Un enjeu est d’entendre que l’art est aussi soumis à des modèles culturels. Réalisons que de profonds modèles de résistance et au sein des révolutions existent : les formes coopérativistes, les formes de diffusion, la profondeur du lien entre la résurgence autochtone et les arts, le maintien et de la diffusion de l’art et de l’artisanat palestinien, la place politique de la musique en langue kurde et la criminalisation [10] des artistes, etc., tout autant que les expériences d’autonomie de financement de l’art qui ont cours en Argentine devant les politiques actuelles. Depuis le système social français, il est nécessaire de ne pas se contenter de modèles libéraux de consommation comme « le pass culture », mais réduire le temps de travail, faire exister l’art construit entre amateurs·trices et professionnel·elles.
![Collectif, La classe ouvrière, c’est pas du cinéma. Tome 2, éditions Syllepse, 2024. [DR]](https://www.lesutopiques.org/wp-content/uploads/2026/01/classe-ouvriere.webp)
Une dernière réflexion ouverte. Un dernier slogan du plan de 1943 mérite attention : « Pas de racisme. Un mot d’ordre : la qualité. » Il est difficile de savoir comment soutenir de l’art de qualité, comment choisir parmi les artistes, qui soutenir, qui est artiste. L’art est affaire de goût selon le libéralisme (et de récupération culturelle). Devant cette peur légitime de n’avoir aucun repère, et in fine se mettre à reproduire les repères majoritaires, une chose est sûre : ne nous cantonnons pas à ce qui nous apparaît comme folklore militant, ni non plus à une marginalisation de la culture des enjeux politiques, et au sein de nos rencontres politiques [11]. « Le cinéma, plus qu’un art ! … » disait Gremillon (ou sa femme Christiane Gremillon). L’art est peut-être même un trop petit concept ! Lisons, regardons, archivons, filmons, chantons, et nous verrons peut-être que le syndicalisme lui-même doit être libéré de sa vision réductrice de lui-même et assumer l’espace culturel qu’il pourrait être.
⬛ Mylène Colombani
[1] Référence au Caméras sous la botte !, film (1944) des résistants Robert Gudin et Albert Mahuzier.
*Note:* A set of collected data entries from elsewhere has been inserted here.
PR #265, opened 2023-01-02
Stop users from starting more than one task at a time

AlexanderHOtt:
The bot now keeps a `set` of user ID's for everyone currently doing a task. This gets removed after a user times out or doesn't want to do another task.

### DIFF
--- a/discord-bot/bot/bot.py
+++ b/discord-bot/bot/bot.py
@@ -35,6 +35,9 @@ async def on_starting(event: hikari.StartingEvent):
 
     bot.d.oasst_api = OasstApiClient(settings.oasst_api_url, settings.oasst_api_key)
 
+    # A set of user id's that are currently doing work.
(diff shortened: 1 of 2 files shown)


yk:
I don't have a good overview over what the code looks like, but could we store a map user -> task, so that at least internally we have an idea which task the user is working on? we could then log this internally when we yell at the user, and when there's a problem and a user says "hey it tells me I already have a task, but I don't", we can go and debug.

andreaskoepf (approved):
ok, looks good.

AlexanderHOtt:
> I don't have a good overview over what the code looks like, but could we store a map user -> task, so that at least internally we have an idea which task the user is working on? we could then log this internally when we yell at the user, and when there's a problem and a user says "hey it tells me I already have a task, but I don't", we can go and debug.

We could use a weakref map from user id to task. Should we give the user an option to cancel their old task?

PR #269, opened 2023-01-02
Add performance tracking to the bot.

AlexanderHOtt:
There is currently no way to visualize the data, but a script or command can be added if necessary.

### DIFF
--- a/discord-bot/bot/api_client.py
+++ b/discord-bot/bot/api_client.py
@@ -40,6 +40,7 @@ class OasstApiClient:
         self.session = aiohttp.ClientSession()
         self.backend_url = backend_url
         self.api_key = api_key
+        self._calls = 0
 
         self.task_models_map: dict[TaskType, Type[protocol_schema.Task]] = {
             TaskType.summarize_story: protocol_schema.SummarizeStoryTask,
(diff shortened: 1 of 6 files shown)


yk (approved):
LGTM
Two independent questions:
- why is `_post` now private?
- is it at least conceivable that we use some kind of db-framework in the future (e.g. sqlmodel+alembic, etc.) instead of raw sql, or is there a technical reason against this?

discord-bot/bot/api_client.py
```diff
@@ -40,6 +40,7 @@ def __init__(self, backend_url: str, api_key: str):
         self.session = aiohttp.ClientSession()
         self.backend_url = backend_url
         self.api_key = api_key
+        self._calls = 0
```
andreaskoepf, line 43: What is the idea of this call-counter, when could ist be useful?

andreaskoepf (changes requested):
This PR adds perf DB logging of the bot process. This is a feature without a clear requirement, nice to have. regarding api-client: I rather would not have the counter in the api-client .. also I do not see where this metric would really help. It is planned to move the api-client into oasst-shared library. Logging of the process stats could be merged if you consider it important for the bot-operation.

AlexanderHOtt:
> LGTM Two independent questions:
> 
> * why is `_post` now private?
> * is it at least conceivable that we use some kind of db-framework in the future (e.g. sqlmodel+alembic, etc.) instead of raw sql, or is there a technical reason against this?

I see it as users should only interact with the direct methods like `fetch_task`, `ack_task`, and `post_interaction`. This is not meant to be used as a regular http client.

AlexanderHOtt:
Logging bot perf will become important when I start tuning the cache settings. Hikari's cache is very powerful, but we need to be careful because some categories (like presence) take up a lot of memory.

I guess tracking API calls isn't too useful right now. If you really don't want it, I can remove it.

andreaskoepf:
> Logging bot perf will become important when I start tuning the cache settings. Hikari's cache is very powerful, but we need to be careful because some categories (like presence) take up a lot of memory.

OK, sounds reasonable.
 
> I guess tracking API calls isn't too useful right now. If you really don't want it, I can remove it.

OasstApiClient has been moved ot oaast-shared. I suggest simply using it as it is right now. I hope exception parsing will also soon be added so that cllients see `OasstError´ exceptions with message and internal code.

PR #286, opened 2023-01-02
Clean up data augmentation doc

olliestanley:
Just resolves some typos, primarily the use of "argumentation" instead of "augmentation" which may have led to confusion


yk (approved):
haha I'm just seeing this now 🙃 thank you!

PR #288, opened 2023-01-02
added data schemas md

yk:


andreaskoepf (approved):
thanks for schemas. Igor created similar structures for the backend API .. maybe you could refactor that to also become ConversationTreeNode & ConsersationTree .. e.g. adding user and date inso as metadata and not direct members.

PR #292, opened 2023-01-02
Add missing requirement to discord-bot

onegunsamurai:
When starting container with nonempty envs , python was missing `pydantic[dotenv]`


andreaskoepf (approved):
good catch

Issue #276, opened 2023-01-02
Account page (website) says "null"


othrayte:
If you sign in to the website with either email or the debug login (other types not tested) and go the account page (/account, or click on the user menu top right) the first content on the page is 'null'.
![image](https://user-images.githubusercontent.com/241372/210233172-a8aa1aaf-17bf-41be-8d78-f3619786ca17.png)

If you login with debug login the location where the email address would appear is also blank so you only see 'null' \n "Edit Username". We should probably show the debug username there like we do in the account menu top right.

The page probably also needs some additional labels or something on it to make it clearer what the content is.

Jac-Zac:
This merge doesn't complitly fix the issue for me since when I try to edit the username it never updates. And also it gives me an error. I have made some changes in my pull request to fix this

PR #294, opened 2023-01-02
#276 - Fixed null username

Klotske:
### Fixes issue #276 
Used code from edit page to show current username or the abscence of it.
Removed the update handler because it was duplicating Account "Edit" page functionallity.

**Before:**
Before
**After:**
After

### DIFF
--- a/website/src/pages/account/index.tsx
+++ b/website/src/pages/account/index.tsx
@@ -2,7 +2,7 @@ import { Button } from "@chakra-ui/react";
 import Head from "next/head";
 import Link from "next/link";
 import { useSession } from "next-auth/react";
-import React, { useState } from "react";
+import React from "react";
 
 export default function Account() {
   const { data: session } = useSession();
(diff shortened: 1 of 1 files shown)


website/src/pages/account/index.tsx
```diff
@@ -2,24 +2,10 @@ import { Button } from "@chakra-ui/react";
...
-import React, { useState } from "react";
+import React from "react";
 
 export default function Account() {
   const { data: session } = useSession();
-  const [username, setUsername] = useState("null");
-
-  // eslint-disable-next-line @typescript-eslint/no-unused-vars
-  const handleUpdate = async () => {
-    const response = await fetch("../api/update", {
```
fozziethebeat, line 13: I double checked and `/api/update` doesn't exist.  It's called `/api/username`.  I'll fix this in a follow up PR where the user explicitly clicks a button to update their username.

fozziethebeat (approved):

Issue #298, opened 2023-01-02
invalid json response


croumegous:
Oops seems like my last PR: https://github.com/LAION-AI/Open-Assistant/pull/295 broke frontend.

When we try to get a new task we get a 500 error (for every type of task).
logs:
```shell
FetchError: invalid json response body at http://backend:8080/api/v1/tasks/2fb434b1-41bc-4c6a-83a5-0d9e3d69adac/ack reason: Unexpected end of JSON input
    at /app/node_modules/next/dist/compiled/node-fetch/index.js:1:51220
    at processTicksAndRejections (node:internal/process/task_queues:96:5)
    at async handler (/app/.next/server/pages/api/new_task/[task_type].js:105:5)
    at async Object.apiResolver (/app/node_modules/next/dist/server/api-utils/node.js:363:9)
    at async NextNodeServer.runApi (/app/node_modules/next/dist/server/next-server.js:474:9)
    at async Object.fn (/app/node_modules/next/dist/server/next-server.js:736:37)
    at async Router.execute (/app/node_modules/next/dist/server/router.js:252:36)
    at async NextNodeServer.run (/app/node_modules/next/dist/server/base-server.js:383:29)
    at async NextNodeServer.handleRequest (/app/node_modules/next/dist/server/base-server.js:321:20)
    at async Server.<anonymous> (/app/server.js:19:5) {
  type: 'invalid-json'
}
```
This is because we now send a HTTP 204 without content on /ack therefore frontend is not happy and create invalid-json error.

Easy fix is to rollback to empty 200 response.
But might be better to fix frontend. (however don't know if the 204 response affect discord bot)

PR #299, opened 2023-01-02
fix(frontend): fix invalid json error when HTTP response is 204

croumegous:
Fix https://github.com/LAION-AI/Open-Assistant/issues/298


fozziethebeat (approved):
Good catch on keeping things in sync!

PR #300, opened 2023-01-03
feat: handle OasstError in OasstApiClient

jack-michaud:
Fixes step 3 of #243

- feat: add OasstErrorResponse to protocols
- feat: handle OasstError in OasstApiClient
- test: add test for handling OasstError
- test: add test for unhandled api error

Embarrassingly, failed tests were not surfacing in CI, so that's fixed in 789593b. This issue effectively hid the fact that the tests were failing to run because of a missing dependency in oasst-shared, and that's fixed in fbcb0a0.


yk (approved):
Looks solid, thank you!

Issue #78, opened 2022-12-27
Train a reward model based on RankGen


andreaskoepf:
Add a reward-head (linear projection of the model's embedding to a scalar value) to [martiansideofthemoon/rankgen](https://github.com/martiansideofthemoon/rankgen) & [RankGen paper](https://arxiv.org/abs/2205.09726)) and train it on human-feedback (good-bad example pairs) of the [openai/summarize-from-feedback](https://github.com/openai/summarize-from-feedback) dataset (see the [Learning to summarize from human feedback](https://arxiv.org/abs/2009.01325) paper for details about the objective).

- place your training code in a new `model/reward/rankgen` folder
- please use wandb for experiment tracking, measure at least loss + accuracy
- try to avoid modifying the original model, if possible aggregate the existing model (i.e. add the existing model as a member of the new model class)
- compare with results from #77

Background:
We want to implement the RLHF stack for Open-Assistant in parallel to our data collection effort. As a temporary fill-in we use existing RLHF datasets like [OpenAI's learning to summarize](https://openai.com/blog/learning-to-summarize-with-human-feedback/) for model development. Instructor was proposed as a promising base-model candidate for a reward model. 

You could use [bits of reward model training code](https://github.com/andreaskoepf/laion_sum_data/blob/main/reward_model/train.py) that I trained a couple of weeks ago which contains data loading code for the summarize-from-feedback data as inspirations. If you like, you can of course use of a framework like pytorch_lightning.

bth5032:
I'd be happy to take a look at this. 

If I understand correctly, you'd like me to

1. Start with rankgen pretrained model
2. Use the dot product method between posts explained in rankgen paper to score the summaries from the SFF dataset 
3. Treat the dot product score as rewards for the RM loss from SFF

A few further questions:
1. Do we want to then implement the policy optimization step as well?
2. What is the baseline generative model we are using, e.g. to do comparisons with #77 
3. What kind of compute resources do you expect this to require?

andreaskoepf:
> 2\. Use the dot product method between posts explained in rankgen paper to score the summaries from the SFF dataset

I am not sure if the method described in the rankgen paper can be directly applied here (I only skimmed the paper)? If you know more, let me know... My first thoughts were to take the rankgen embedding and project it to a scalar reward and then finetune with cross-entropy loss.
 
> A few further questions:
>     1. Do we want to then implement the policy optimization step as well?

That will be the topic of a separate issue. 

[...]

PR #313, opened 2023-01-03
Bth5032/78 blackcat trainer

bth5032:
#78 

As per discussion with @theblackcat102 I built the rankgen trainer on top of their framework ([wandb](https://wandb.ai/bobakhashemi/reward-model/runs/2sgitozt?workspace=user-bobakhashemi)). The model seems to be training now in fp32. Apparently t5 has some issue with fp16. Blackcat suggested scaling the weights might help as in [1](https://github.com/LAION-AI/Open-Assistant/blob/main/model/reward/instructor/trainer.py). This could be a good next step if we want to move with this model. Until then, I think this code is worth comitting since it shows how to add new models which are not `AutoModelForSequenceClassification`

### DIFF
--- a/model/reward/instructor/configs/rankgen-t5-base-fp16.yml
+++ b/model/reward/instructor/configs/rankgen-t5-base-fp16.yml
@@ -1,11 +1,8 @@
 model_name: kalpeshk2011/rankgen-t5-base-all
-# model_name: kalpeshk2011/rankgen-t5-xl-all
-# model_name: kalpeshk2011/rankgen-t5-xl-pg19
-# model_name: kalpeshk2011/rankgen-t5-large-all
 tokenizer_name: google/t5-v1_1-base
 learning_rate: 6e-6
 gradient_checkpointing: false
-fp16: false
+fp16: true
 gradient_accumulation_steps: 16
 per_device_train_batch_size: 2
 warmup_steps: 600
--- a/model/reward/instructor/configs/rankgen-t5-base.yml
+++ b/model/reward/instructor/configs/rankgen-t5-base.yml
@@ -2,8 +2,9 @@ model_name: kalpeshk2011/rankgen-t5-base-all
 tokenizer_name: google/t5-v1_1-base
 learning_rate: 6e-6
 gradient_checkpointing: false
+fp16: false
 gradient_accumulation_steps: 16
-per_device_train_batch_size: 3
+per_device_train_batch_size: 2
 warmup_steps: 600
 freeze_layer: 20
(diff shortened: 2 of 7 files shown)


theblackcat102:
@bth5032 your wandb loss looks good, but I wonder why is the accuracy validation missing?

Not trying to nickpick anyway, but just curious why not assign the default value for tokenizer_name is same as model_name at the [argument_parser](https://github.com/bth5032/Open-Assistant/blob/bth5032/78-blackcat-trainer/model/reward/instructor/utils.py#L94)  then we can remove this if else at the trainer [here](https://github.com/bth5032/Open-Assistant/blob/bth5032/78-blackcat-trainer/model/reward/instructor/trainer.py#L200)

But overall the code looks good

theblackcat102 (approved):
looks good

sanagno (approved):
Thanks a lot!

yk:
@bth5032 thank you! could you run `pre-commit run --all-files` to make linters happy?

bth5032:
> @bth5032 thank you! could you run `pre-commit run --all-files` to make linters happy?

Thanks! 

> Not trying to nickpick anyway, but just curious why not assign the default value for tokenizer_name is same as model_name at the [argument_parser](https://github.com/bth5032/Open-Assistant/blob/bth5032/78-blackcat-trainer/model/reward/instructor/utils.py#L94) then we can remove this if else at the trainer [here](https://github.com/bth5032/Open-Assistant/blob/bth5032/78-blackcat-trainer/model/reward/instructor/trainer.py#L200)

Ah, I normally use hydra/omegaconf for this, didn't realize you had that utility function, will update and push another. I cleaned that up

> @bth5032 your wandb loss looks good, but I wonder why is the accuracy validation missing?

I've been trying to figure that out myself. The `compute_metrics` function never runs for me... I found [this thread](https://discuss.huggingface.co/t/trainer-never-invokes-compute-metrics/11440/6) and tried setting up `evaluation_strategy=IntervalStrategy.STEPS` and a few other things. But ultimately I verified the condition they listed [here](https://github.com/huggingface/transformers/blob/8afaaa26f5754948f4ddf8f31d70d0293488a897/src/transformers/trainer_callback.py#L419-L423) is true. However I still don't ever see `compute_metrics` evaluating...

I'll keep looking into it and submit a PR if I figure it out.


@theblackcat102 @sanagno should be ready for merge.

theblackcat102 (commented):
looks good

theblackcat102 (commented):
models.py is fine

PR #321, opened 2023-01-03
257 backend on aws

fozziethebeat:
This creates a basic Copilot configuration that runs the backend on AWS using a simple Postgres database.


backend/oasst_backend/config.py
```diff
@@ -44,4 +44,5 @@ def assemble_cors_origins(cls, v: Union[str, List[str]]) -> Union[List[str], str
         raise ValueError(v)
 
 
+print("cats")
```
yk, line 47: 🐈 🐈 🐈

yk (approved):

backend/oasst_backend/config.py
fozziethebeat: that was to force a re-deployment lol.  This is deleted now.

PR #1236, opened 2023-02-06
fix: removed title on the navbar in the mobile view

MrlolDev:
I make this pr because in mobile devices the navbar have too many elements and the text mix with the language selector, so is better removing the title of the page and using the icon as branding giving more space in the navbar to extra elements.


AbdBarho:
@MrlolDev can you please include screenshots?

MrlolDev:
Before:
imagen
Now:
imagen

fozziethebeat (approved):

PR #1237, opened 2023-02-06
Implemented ability to press ctrl+enter (or cmd+enter) to Review/Subm…

### LINKED ISSUE #811: Keyboard Shortcuts
Would be nice to have a shortcut, something like Ctrl/Cmd+Enter to press Review and Submit.

cooperaustinj:
Implemented ability to press `ctrl+enter` (or `cmd+enter`) to Review/Submit Create prompts

The first press of the shortcut is the same as pressing the Review button. The second press of the shortcut is the same as pressing Submit.

image

Fixes #811


website/src/components/Tasks/CreateTask.tsx
```diff
@@ -55,6 +57,7 @@ export const CreateTask = ({
                 {t(getTypeSafei18nKey(`tasks:${taskType.id}.instruction`))}
               </Text>
             )}
+            <Text color={tipColor}>Tip: Use <Kbd>ctrl</Kbd>+<Kbd>Enter</Kbd> to Review and Submit</Text>
```
AbdBarho, line 60: please extract to localization, also we need to check how it works on macs, we also need to hide this text on mobile.

AbdBarho (changes requested):
Thanks, this is a really big subject, we can start small.

website/src/components/Tasks/CreateTask.tsx
cooperaustinj: Thanks for the feedback. Will swing back around on this tomorrow (or anyone else interested can jump in).

I do also have a Mac to test that `e.metaKey` works as it's supposed to.

cooperaustinj: @AbdBarho how are we doing translations for localization? Simply Google Translate or?

cooperaustinj: Working on Mac: 
image

fozziethebeat:
Would it be possible to resolve the merge conflicts? Then i think we can wrap this PR up and merge it

cooperaustinj:
The localizations are still missing for most languages.

fozziethebeat:
We can deal with localizations separately.  For most changes we add the localizations for the languages the PR author speaks and then over time we'll get the other languages added in.

website/src/components/Tasks/CreateTask.tsx
AbdBarho: Great! no need to worry about translating the text now, my comment with regarding not hard-coding the text in the react component, but just moving it the locale json file, so that it can be translated easily later.

cooperaustinj:
@fozziethebeat Merge conflicts resolved!

andreaskoepf:
@cooperaustinj could you please resolve conflicts one more time?

website/src/components/Survey/TrackedTextarea.tsx
```diff
@@ -50,6 +66,12 @@ export const TrackedTextarea = (props: TrackedTextboxProps) => {
       progressColor = "green";
   }
 
+  const onKeyDown = (e: React.KeyboardEvent<HTMLTextAreaElement>) => {
```
AbdBarho, line 69: `useCallback`?

AbdBarho (commented):
@notmd this code touches upon the tracked text area you created, it looks good from my side, maybe you could give it one final look.

notmd:
@AbdBarho I just pushed the change to allow submission via keyboard. The old implementation only allows previewing the answer only. In order to achieve that, a custom ref attached to the root element of the `CreateTask` component is required to listen for the keyboard event.

AbdBarho (approved):

PR #1262, opened 2023-02-06
Add tokenizer config classes

### LINKED ISSUE #990: get_tokenizer in utils.py needs to be cleaned up
def get_tokenizer(tokenizer_name):
    if "t5" in tokenizer_name:  # rankgen
        tokenizer = T5Tokenizer.from_pretrained(tokenizer_name, truncation_side="left")
    else:
        tokenizer = AutoTokenizer.from_pretrained(tokenizer_name)
    if "galactica" in tokenizer_name:
        tokenizer.add_special_tokens({"pad_token": "<pad>", "eos_token": "</s>"})

    return tokenizer

The line of code 
    if "galactica" in tokenizer_name:
will not be executed, either it should be removed, or the "if .. else " branch logic needs to be re-written according to the the original design

jackapbutler:
Fixes #990 

I've just refactored out the tokenizer configuration details from the `get_tokenizer` function. This should hopefully;
* Make it easier to add new tokenizers without changing logic in `get_tokenizer`.
* Make it easier to see what `get_tokenizer` is doing without having to worry about the special tokens of each model type.

### DIFF
--- a/model/supervised_finetuning/utils.py
+++ b/model/supervised_finetuning/utils.py
@@ -35,13 +35,13 @@ TOKENIZER_CONFIGS = {
 }
 
 
-def match_tokenizer_name(name: str) -> TokenizerConfig:
+def match_tokenizer_name(model_name: str) -> TokenizerConfig:
     """Match a partial model name to a tokenizer configuration"""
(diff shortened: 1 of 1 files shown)


sanagno (approved):
Looks good although not too much more simple :))

Issue #1178, opened 2023-02-05
No way to check personal score


VisenDev:
There is no way to see how much score you have earned unless you get onto the leaderboard. Only the top 20 people can see how many points they've earned.

Adding this would help improve gamification.

swaptr:
#1158 will fix this.

jjmachan:
+1 to this issue, would be really nice to have

andreaskoepf:
> Only the top 20 people can see how many points

We will display the personal score .. just one note: There is a next button on the top right on the leaderboards which allows you to page through the top 100 users.

fozziethebeat:
I'm going to close this as a duplicate of #747.  That issue aims to achieve the same goal

PR #1263, opened 2023-02-06
Show current user rank in leaderboard

### LINKED ISSUE #1000: Ranking info
Above or below the ranking should show the stats of the person logged in, and it would also be nice to see how many prompts/responses/labels have already been made overall in this project out of a targeted 50 000.

notmd:
close #1000 maybe #1178 too
- Show current user rank in the leaderboard with +-1 user (only on leaderboard page).
- Extend auto_main script to use random user.
- Support colSpan in the DataTable component (I haven't verified colSpan in header yet, leave that until we need it)
- Refactor OasstError to include the path and request method.

Here is the UI

image


andreaskoepf (approved):
I approve the changes in auto_main .. at some point we should refactor auto_main a bit..

fozziethebeat (approved):

PR #1276, opened 2023-02-06
Clarify what README Docker instructions are for

olliestanley:
Many people enter the Discord thinking that the Docker command is to run the AI model locally and asking how it works. This updates the README instructions to avoid such confusion.


andrewm4894 (approved):

andreaskoepf (approved):
yes, makes sense! thanks for the change.

PR #1278, opened 2023-02-06
Ignore up/down votes (emojis) for own messages

andreaskoepf:
Ignore thumbs up/down add emoji requests from users for their own messages.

[2] Jean Marie Tjibaou, « Discours Melanasia 2000 (Kanaky 1974) », audible dans la compilation Par les damné·e·s de la terre. Des voix de lutte (1969-1988), Hors Cadres, 2018.
[3] C’est à dire sûrement les prendre pour des cons, et achever leur transformation en clients.
[4] L’éducation à l’égalité chez les enfants et plus largement ce qu’ils nomment le wokisme.
[5] « Libérer la culture » du gauchisme impopulaire, en soumettant le secteur, sans se soucier de produire eux-mêmes des artistes.
[6] L’accord Blum-Byrnes est un accord franco-américain, signé le 28 mai 1946 par le secrétaire d’État des États-Unis James F. Byrnes et les représentants du gouvernement français, Léon Blum et Jean Monnet. Il liquide une partie de la dette française envers les États-Unis après la Seconde Guerre mondiale … en échange de certains engagements du gouvernement français
[7] Chercheur et auteur autour de la question du syndicalisme et du cinéma. Voir notamment : Tapis rouge et lutte des classes : une autre histoire du Festival de Cannes, éditions de l’atelier, 2024 ; L’écran rouge. Syndicalisme et cinéma, de Gabin à Belmondo, éditions de l’atelier, 2018 ; Etranges étrangers. Histoire d’un film. Mémoire d’une lutte, Scope éditions, 2009 ; Le dos au mur. Histoire d’un film. Mémoire d’une lutte, Scope éditions, 2007.
[8] Il y aurait une analysée genrée à produire sur l’art engagé et diffusé dans les milieux syndicaux.
[9] Voir dans le Maitron (www.maitron.fr). L’angle de cet article est inspiré de son recueil, Le cinéma ? Plus qu’un art ! … Ecrits et propos, 1925-1959, éditions L’Harmattan, 2010.
[10] Voir par exemple la campagne Free Nudem Durak (www.facebook.com/nudemdurak/)
[11] Critique serait nécessaire de la place du « culturel » dans le congrès de l’Union syndicale Solidaires en 2024.